• Work required:
Below are some entries. Output each one exactly as it appears.

• Data shown:

PR #420, opened 2025-10-23
Initialize remaining members of AbstractGraph

### LINKED ISSUE #419: Uninitialized values in BLISS `AbstractGraph`
Values that are not initialized in `AbstractGraph::AbstractGraph` are:
```
AbstractGraph::failure_recording_fp_deviation
AbstractGraph::refine_current_path_certificate_index
AbstractGraph::refine_compare_certificate
AbstractGraph::refine_equal_to_first
AbstractGraph::refine_first_path_subcertificate_end
AbstractGraph::refine_cmp_to_best
AbstractGraph::refine_best_path_subcertificate_end
AbstractGraph::long_prune_max_stored_autss
AbstractGraph::long_prune_begin
AbstractGraph::long_prune_end
AbstractGraph::compute_eqref_hash
AbstractGraph::certificate_index
AbstractGraph::cr_level
AbstractGraph::cr_component_elements
```

Of those, at least `AbstractGraph::refine_equal_to_first` is/can be really used in the uninitialized state (observed via undefined behavior sanitizer).

Ideally, all members should be initialized in the constructor so they have a specific value instead of random garbage. However, the problem is that I don't really know what the appropriate initial value for all of these members are 🤔 

/CC @evaleev

Krzmbrzl:
Fixes #419

### DIFF
--- a/SeQuant/external/bliss/graph.cc
+++ b/SeQuant/external/bliss/graph.cc
@@ -56,47 +56,6 @@ namespace bliss {
  *
  *-------------------------------------------------------------------------*/
 
-AbstractGraph::AbstractGraph() {
-  /* Initialize stuff */
-  first_path_labeling = 0;
-  first_path_labeling_inv = 0;
-  best_path_labeling = 0;
-  best_path_labeling_inv = 0;
-  first_path_automorphism = 0;
-  best_path_automorphism = 0;
-  in_search = false;
-
-  /* Default value for using "long prune" */
-  opt_use_long_prune = true;
-  /* Default value for using failure recording */
-  opt_use_failure_recording = true;
-  /* Default value for using component recursion */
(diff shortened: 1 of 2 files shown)


evaleev:
@Krzmbrzl refined a bit, I think best default value is language-defined "default" (`{}`) ... let me know if this works.

Krzmbrzl:
> refined a bit, I think best default value is language-defined "default" aka [zero-initialization](https://en.cppreference.com/w/cpp/language/zero_initialization.html) ({}) ... let me know if this works.

Good point - while syntactically different, the values the fields are initialized to remain the same, so this does indeed work. Or rather, I should say: The member that I observed issues with is still explicitly initialized with your changes and the unit tests still pass, which is all I was going by anyway :D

• Response to this task:
PR #420, opened 2025-10-23
Initialize remaining members of AbstractGraph

### LINKED ISSUE #419: Uninitialized values in BLISS `AbstractGraph`
Values that are not initialized in `AbstractGraph::AbstractGraph` are:
```
AbstractGraph::failure_recording_fp_deviation
AbstractGraph::refine_current_path_certificate_index
AbstractGraph::refine_compare_certificate
AbstractGraph::refine_equal_to_first
AbstractGraph::refine_first_path_subcertificate_end
AbstractGraph::refine_cmp_to_best
AbstractGraph::refine_best_path_subcertificate_end
AbstractGraph::long_prune_max_stored_autss
AbstractGraph::long_prune_begin
AbstractGraph::long_prune_end
AbstractGraph::compute_eqref_hash
AbstractGraph::certificate_index
AbstractGraph::cr_level
AbstractGraph::cr_component_elements
```

Of those, at least `AbstractGraph::refine_equal_to_first` is/can be really used in the uninitialized state (observed via undefined behavior sanitizer).

Ideally, all members should be initialized in the constructor so they have a specific value instead of random garbage. However, the problem is that I don't really know what the appropriate initial value for all of these members are 🤔 

/CC @evaleev

Krzmbrzl:
Fixes #419

### DIFF
--- a/SeQuant/external/bliss/graph.cc
+++ b/SeQuant/external/bliss/graph.cc
@@ -56,47 +56,6 @@ namespace bliss {
  *
  *-------------------------------------------------------------------------*/
 
-AbstractGraph::AbstractGraph() {
-  /* Initialize stuff */
-  first_path_labeling = 0;
-  first_path_labeling_inv = 0;
-  best_path_labeling = 0;
-  best_path_labeling_inv = 0;
-  first_path_automorphism = 0;
-  best_path_automorphism = 0;
-  in_search = false;
-
-  /* Default value for using "long prune" */
-  opt_use_long_prune = true;
-  /* Default value for using failure recording */
-  opt_use_failure_recording = true;
-  /* Default value for using component recursion */
(diff shortened: 1 of 2 files shown)


evaleev:
@Krzmbrzl refined a bit, I think best default value is language-defined "default" (`{}`) ... let me know if this works.

Krzmbrzl:
> refined a bit, I think best default value is language-defined "default" aka [zero-initialization](https://en.cppreference.com/w/cpp/language/zero_initialization.html) ({}) ... let me know if this works.

Good point - while syntactically different, the values the fields are initialized to remain the same, so this does indeed work. Or rather, I should say: The member that I observed issues with is still explicitly initialized with your changes and the unit tests still pass, which is all I was going by anyway :D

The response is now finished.